AVAILABLE RECORDS below:
Issue #1624, opened 2021-11-04
`progressDeadlineAbort` causes degraded Rollout outside of a deployment


bpoland:
## Summary 

It seems that with `progressDeadlineAbort: true` that some Rollouts randomly get marked as degraded when no deployment is in progress.  This has been happening repeatedly since I turned on `progressDeadlineAbort` (and stops happening when I turn that back off).

When the issue happens, the Rollout is left like this:
```
Name:            name
Namespace:       default
Status:          ✖ Degraded
Message:         RolloutAborted: Rollout aborted update to revision 216
Strategy:        Canary
  Step:          20/20
  SetWeight:     0
  ActualWeight:  100
Images:          image:tag (stable)
Replicas:
  Desired:       3
  Current:       3
  Updated:       3
  Ready:         3
  Available:     3

NAME                                    KIND         STATUS        AGE  INFO
⟳ name                                 Rollout      ✖ Degraded    22d
├──# revision:216
│  ├──⧉ name-7bc889bb44                ReplicaSet   ✔ Healthy     64m  stable
│  │  ├──□ name-7bc889bb44-79cvk       Pod          ✔ Running     63m  ready:2/2
│  │  ├──□ name-7bc889bb44-5nwqw       Pod          ✔ Running     59m  ready:2/2
│  │  └──□ name-7bc889bb44-nqqt8       Pod          ✔ Running     53m  ready:2/2
│  └──α name-7bc889bb44-216            AnalysisRun  ✔ Successful  64m  ✔ 92
├──# revision:215
│  ├──⧉ name-5f5d69cb8                 ReplicaSet   • ScaledDown  98m
│  └──α name-5f5d69cb8-215             AnalysisRun  ✔ Successful  98m  ✔ 108
└──# revision:214
   ├──⧉ name-99f85845f                 ReplicaSet   • ScaledDown  21h
   └──α name-99f85845f-214             AnalysisRun  ✔ Successful  21h  ✔ 103
```

Luckily with the changes in 1.1 having the `SetWeight: 0` does not actually disrupt traffic but it is still concerning.  I would expect `progressDeadlineAbort` not to abort after the deployment is complete.

## Diagnostics

Controller 1.1

Here are the redacted logs for a rollout that had the issue.  You can see that the rollout gets aborted due to progress at 2021-11-04T14:46:54Z, nearly half an hour after the rollout completed at 2021-11-04T14:18:15Z

[...]

PR #1649, opened 2021-11-11
fix: reset the progress condition when a pod is restarted

huikang:
- if the progress condition is not reset, the timeout check
  returns true for a healthy rollout

fix: #1624 

Checklist:

### DIFF
--- a/rollout/restart.go
+++ b/rollout/restart.go
@@ -2,11 +2,11 @@ package rollout
 
 import (
 	"context"
-	"fmt"
+	// "fmt"
 	"sort"
 	"time"
 
-	"github.com/argoproj/argo-rollouts/utils/conditions"
+	// "github.com/argoproj/argo-rollouts/utils/conditions"
 	appsv1 "k8s.io/api/apps/v1"
 	corev1 "k8s.io/api/core/v1"
 	policy "k8s.io/api/policy/v1beta1"
@@ -125,14 +125,17 @@ func (p *RolloutPodRestarter) Reconcile(roCtx *rolloutContext) error {
 		canRestart -= 1
 		restarted += 1
 
-		// Everytime a pod is restarted, updating the rollout's progressingCondition
-		existProgressingCondition := conditions.GetRolloutCondition(roCtx.rollout.Status, v1alpha1.RolloutProgressing)
-		if existProgressingCondition != nil {
-			conditions.RemoveRolloutCondition(&roCtx.rollout.Status, v1alpha1.RolloutProgressing)
-		}
-		msg := fmt.Sprintf("pod %s restarted", pod.Name)
-		newProgressingCondition := conditions.NewRolloutCondition(v1alpha1.RolloutProgressing, corev1.ConditionTrue, conditions.NewRSAvailableReason, msg)
-		conditions.SetRolloutCondition(&roCtx.rollout.Status, *newProgressingCondition)
+		// TODO: remove
+		/*
+			// Everytime a pod is restarted, updating the rollout's progressingCondition
+			existProgressingCondition := conditions.GetRolloutCondition(roCtx.rollout.Status, v1alpha1.RolloutProgressing)
+			if existProgressingCondition != nil {
+				conditions.RemoveRolloutCondition(&roCtx.rollout.Status, v1alpha1.RolloutProgressing)
+			}
+			msg := fmt.Sprintf("pod %s restarted", pod.Name)
+			newProgressingCondition := conditions.NewRolloutCondition(v1alpha1.RolloutProgressing, corev1.ConditionTrue, conditions.NewRSAvailableReason, msg)
+			conditions.SetRolloutCondition(&roCtx.rollout.Status, *newProgressingCondition)
+		*/
 	}
 	remaining := needsRestart - restarted
 
--- a/rollout/restart.go
+++ b/rollout/restart.go
@@ -2,9 +2,11 @@ package rollout
 
 import (
 	"context"
+	"fmt"
 	"sort"
 	"time"
 
+	"github.com/argoproj/argo-rollouts/utils/conditions"
 	appsv1 "k8s.io/api/apps/v1"
 	corev1 "k8s.io/api/core/v1"
 	policy "k8s.io/api/policy/v1beta1"
@@ -122,6 +124,15 @@ func (p *RolloutPodRestarter) Reconcile(roCtx *rolloutContext) error {
 		}
 		canRestart -= 1
 		restarted += 1
+
+		// Everytime a pod is restarted, updating the rollout's progressingCondition
+		existProgressingCondition := conditions.GetRolloutCondition(roCtx.rollout.Status, v1alpha1.RolloutProgressing)
+		if existProgressingCondition != nil {
+			conditions.RemoveRolloutCondition(&roCtx.rollout.Status, v1alpha1.RolloutProgressing)
+		}
+		msg := fmt.Sprintf("pod %s restarted", pod.Name)
+		newProgressingCondition := conditions.NewRolloutCondition(v1alpha1.RolloutProgressing, corev1.ConditionTrue, conditions.NewRSAvailableReason, msg)
+		conditions.SetRolloutCondition(&roCtx.rollout.Status, *newProgressingCondition)
 	}
 	remaining := needsRestart - restarted
 
--- a/rollout/restart.go
+++ b/rollout/restart.go
@@ -2,11 +2,9 @@ package rollout
 
 import (
 	"context"
-	// "fmt"
 	"sort"
 	"time"
 
-	// "github.com/argoproj/argo-rollouts/utils/conditions"
 	appsv1 "k8s.io/api/apps/v1"
 	corev1 "k8s.io/api/core/v1"
 	policy "k8s.io/api/policy/v1beta1"
@@ -124,18 +122,6 @@ func (p *RolloutPodRestarter) Reconcile(roCtx *rolloutContext) error {
 		}
 		canRestart -= 1
 		restarted += 1
-
-		// TODO: remove
-		/*
-			// Everytime a pod is restarted, updating the rollout's progressingCondition
-			existProgressingCondition := conditions.GetRolloutCondition(roCtx.rollout.Status, v1alpha1.RolloutProgressing)
-			if existProgressingCondition != nil {
-				conditions.RemoveRolloutCondition(&roCtx.rollout.Status, v1alpha1.RolloutProgressing)
-			}
-			msg := fmt.Sprintf("pod %s restarted", pod.Name)
-			newProgressingCondition := conditions.NewRolloutCondition(v1alpha1.RolloutProgressing, corev1.ConditionTrue, conditions.NewRSAvailableReason, msg)
-			conditions.SetRolloutCondition(&roCtx.rollout.Status, *newProgressingCondition)
-		*/
 	}
 	remaining := needsRestart - restarted
 
--- a/rollout/sync.go
+++ b/rollout/sync.go
@@ -586,14 +586,15 @@ func (c *rolloutContext) calculateRolloutConditions(newStatus v1alpha1.RolloutSt
 			updateCompletedCond := conditions.NewRolloutCondition(v1alpha1.RolloutCompleted, corev1.ConditionFalse, conditions.RolloutCompletedReason, conditions.RolloutCompletedReason)
 			changed := conditions.SetRolloutCondition(&newStatus, *updateCompletedCond)
 
-			// if any rs status changes (e.g., pod restarted, evicted -> recreated ) to a previous completed rollout,
-			// we need to reset the progressCondition to avoid timeout
+			// If the ReplicaSet status changes (e.g., one of the pod restarts, evicted -> recreated) for a previously
+			// completed rollout, we'll need to reset the rollout's condition to `PROGRESSING` to avoid any timeouts.
 			if changed && c.stableRS != nil && c.newRS != nil && (replicasetutil.GetPodTemplateHash(c.stableRS) == replicasetutil.GetPodTemplateHash(c.newRS)) {
 				existProgressingCondition := conditions.GetRolloutCondition(newStatus, v1alpha1.RolloutProgressing)
 				if existProgressingCondition != nil {
 					conditions.RemoveRolloutCondition(&newStatus, v1alpha1.RolloutProgressing)
 				}
 				msg := fmt.Sprintf("stable rs %s progressing", c.stableRS.Name)
+				c.log.Infof("Fully promoted rollout %s becomes progressing due to: %s", c.rollout.Name, msg)
 				newProgressingCondition := conditions.NewRolloutCondition(v1alpha1.RolloutProgressing, corev1.ConditionTrue, conditions.NewRSAvailableReason, msg)
 				conditions.SetRolloutCondition(&newStatus, *newProgressingCondition)
 			}
--- a/rollout/sync.go
+++ b/rollout/sync.go
@@ -586,16 +586,16 @@ func (c *rolloutContext) calculateRolloutConditions(newStatus v1alpha1.RolloutSt
 			updateCompletedCond := conditions.NewRolloutCondition(v1alpha1.RolloutCompleted, corev1.ConditionFalse, conditions.RolloutCompletedReason, conditions.RolloutCompletedReason)
 			changed := conditions.SetRolloutCondition(&newStatus, *updateCompletedCond)
 
-			// If the ReplicaSet status changes (e.g., one of the pod restarts, evicted -> recreated) for a previously
-			// completed rollout, we'll need to reset the rollout's condition to `PROGRESSING` to avoid any timeouts.
-			if changed && c.stableRS != nil && c.newRS != nil && (replicasetutil.GetPodTemplateHash(c.stableRS) == replicasetutil.GetPodTemplateHash(c.newRS)) {
+			// When a fully promoted rollout becomes Incomplete, e.g., due to the ReplicaSet status changes like
+			// pod restarts, evicted -> recreated, we'll need to reset the rollout's condition to `PROGRESSING` to
+			// avoid any timeouts.
+			if changed {
 				existProgressingCondition := conditions.GetRolloutCondition(newStatus, v1alpha1.RolloutProgressing)
 				if existProgressingCondition != nil {
 					conditions.RemoveRolloutCondition(&newStatus, v1alpha1.RolloutProgressing)
 				}
-				msg := fmt.Sprintf("stable rs %s progressing", c.stableRS.Name)
-				c.log.Infof("Fully promoted rollout %s becomes progressing due to: %s", c.rollout.Name, msg)
-				newProgressingCondition := conditions.NewRolloutCondition(v1alpha1.RolloutProgressing, corev1.ConditionTrue, conditions.NewRSAvailableReason, msg)
+				c.log.Infof(conditions.RolloutBecomesIncompleteMessage)
+				newProgressingCondition := conditions.NewRolloutCondition(v1alpha1.RolloutProgressing, corev1.ConditionTrue, conditions.RolloutBecomesIncomplete, conditions.RolloutBecomesIncompleteMessage)
 				conditions.SetRolloutCondition(&newStatus, *newProgressingCondition)
 			}
 		}
--- a/rollout/sync.go
+++ b/rollout/sync.go
@@ -584,7 +584,19 @@ func (c *rolloutContext) calculateRolloutConditions(newStatus v1alpha1.RolloutSt
 	} else {
 		if completeCond != nil {
 			updateCompletedCond := conditions.NewRolloutCondition(v1alpha1.RolloutCompleted, corev1.ConditionFalse, conditions.RolloutCompletedReason, conditions.RolloutCompletedReason)
-			conditions.SetRolloutCondition(&newStatus, *updateCompletedCond)
+			changed := conditions.SetRolloutCondition(&newStatus, *updateCompletedCond)
+
+			// if any rs status changes (e.g., pod restarted, evicted -> recreated ) to a previous completed rollout,
+			// we need to reset the progressCondition to avoid timeout
+			if changed && c.stableRS != nil && c.newRS != nil && (replicasetutil.GetPodTemplateHash(c.stableRS) == replicasetutil.GetPodTemplateHash(c.newRS)) {
+				existProgressingCondition := conditions.GetRolloutCondition(newStatus, v1alpha1.RolloutProgressing)
+				if existProgressingCondition != nil {
+					conditions.RemoveRolloutCondition(&newStatus, v1alpha1.RolloutProgressing)
+				}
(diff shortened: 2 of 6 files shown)


jessesuen (commented):
@huikang Do you know if this problem happen in the general sense? If so, I think this won't solve the problem in the generic case (e.g. when pods restart out-of-band from a rollout restart action) because this code is only in the pod restarter `Reconcile`

If we can reproduce this **_outside_** of the restart action, then we will need to fix this in a more generic way. I think one change that might be needed is: at the time when we transition from Healthy to Progressing, we also to also reset the progress counter so that the deadline is reset after we transition out of Healthy.

agrawroh:
Pods can transition to a non-running state for a variety of reasons. For example, due to k8s liveness probe starts failing.
I think we should think a little bit more about the behavior. Do we expect an already completed rollout to transition to a "Progressing" state if one of the stable replicas go from "Running" to "Pending" state? In my mind, I wouldn't care if anything happens to the stable replicas once the rollout is completed.
cc @huikang @jessesuen What do you think?

agrawroh (commented):
Pods can transition to a non-running state for a variety of reasons. For example, due to k8s liveness probe starts failing.
I think we should think a little bit more about the behavior. Do we expect an already completed rollout to transition to a "Progressing" state if one of the stable replicas go from "Running" to "Pending" state? In my mind, I wouldn't care if anything happens to the stable replicas once the rollout is completed.
cc @huikang @jessesuen What do you think?

huikang:
@jessesuen , you are right. This only fixes the `restart pod` case by resetting the progress counter, but not for a general case.

@agrawroh , if the pods of a completed rollout becomes unready (e.g., restart, failed liveness probe), we should mark the rollout from healthy to `progressing` because the rollout controller is reconciling the state.

So a generic solution as @jessesuen mentioned is to reset the progress counter so that conditions.RolloutTimedOut doesn't return true based on an old `LastUpdateTime`. Will update the PR.

agrawroh:
> @jessesuen , you are right. This only fixes the `restart pod` case by resetting the progress counter, but not for a general case.
> 
> @agrawroh , if the pods of a completed rollout becomes unready (e.g., restart, failed liveness probe), we should mark the rollout from healthy to `progressing` because the rollout controller is reconciling the state.
> 
> So a generic solution as @jessesuen mentioned is to reset the progress counter so that conditions.RolloutTimedOut doesn't return true based on an old `LastUpdateTime`. Will update the PR.

@huikang Thanks for the explanation. This might be a naive question - Do we expect the rollout to create another AnalysisRun if it gets from "Completed" -> "Progressing" state? Also, if somehow the `progressDeadlineAbort` gets fired while the rollout is still in the "Progressing" state, will we mark it as degraded?

jessesuen:
> Do we expect the rollout to create another AnalysisRun if it gets from "Completed" -> "Progressing" state

No. We only trigger analysis when we are in the middle of an update. Transitioning to progressing does not qualify in that regard. But if user "retries" the update, analysis will start again. We know we are in the middle of an update when the stable hash != desired hash.

> Also, if somehow the progressDeadlineAbort gets fired while the rollout is still in the "Progressing" state, will we mark it as degraded

The intended way progressDeadlineAbort is meant to work is: if we are in the middle of an update, we will *abort* and go back to stable if we fail to make progress. This does not apply when we are in a fully rolled out state (stable is already desired). That said, if we exceed the progressDeadlineSeconds when we are fully promoted (stable == desired), the rollout should be in a degraded status (just like Deployment).

huikang:
```
t1:   Complete and healthy Rollout (stable RS == descired RS)
t2:   Something happened to the stable RS, e.g., a pod is evicted.
       The rollout becomes progressing.

    ...  After some time

t3:  The evicted pod becomes ready so the stable RS becomes available again
```

The logic is as follows:

```go
if complete rollout becomes incomplete and not in the middle of an update {
    reset the progress LastUpdate time to t2
}

If (t3 - t2) > progressDeadlineSeconds (i.e., the stable RS of a fully promoted rollout becomes ready after `progressDeadlineSeconds`), {
     the rollout is degraded
} else {
    the rollout is healthy
}

```

rollout/sync.go
```diff
@@ -584,7 +584,19 @@ func (c *rolloutContext) calculateRolloutConditions(newStatus v1alpha1.RolloutSt
 	} else {
 		if completeCond != nil {
 			updateCompletedCond := conditions.NewRolloutCondition(v1alpha1.RolloutCompleted, corev1.ConditionFalse, conditions.RolloutCompletedReason, conditions.RolloutCompletedReason)
-			conditions.SetRolloutCondition(&newStatus, *updateCompletedCond)
+			changed := conditions.SetRolloutCondition(&newStatus, *updateCompletedCond)
+
+			// if any rs status changes (e.g., pod restarted, evicted -> recreated ) to a previous completed rollout,
+			// we need to reset the progressCondition to avoid timeout
+			if changed && c.stableRS != nil && c.newRS != nil && (replicasetutil.GetPodTemplateHash(c.stableRS) == replicasetutil.GetPodTemplateHash(c.newRS)) {
+				existProgressingCondition := conditions.GetRolloutCondition(newStatus, v1alpha1.RolloutProgressing)
```
agrawroh, line 592: **Minor:** `existProgressingCondition` --> `isRolloutConditionInProgressing`

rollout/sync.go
End of AVAILABLE RECORDS.
#### TASK STATEMENT:
Return a copy of each line in the entries that contains "package".

#### SOLUTION FOR THIS TASK:
@@ -2,11 +2,11 @@ package rollout
@@ -2,9 +2,11 @@ package rollout
@@ -2,11 +2,9 @@ package rollout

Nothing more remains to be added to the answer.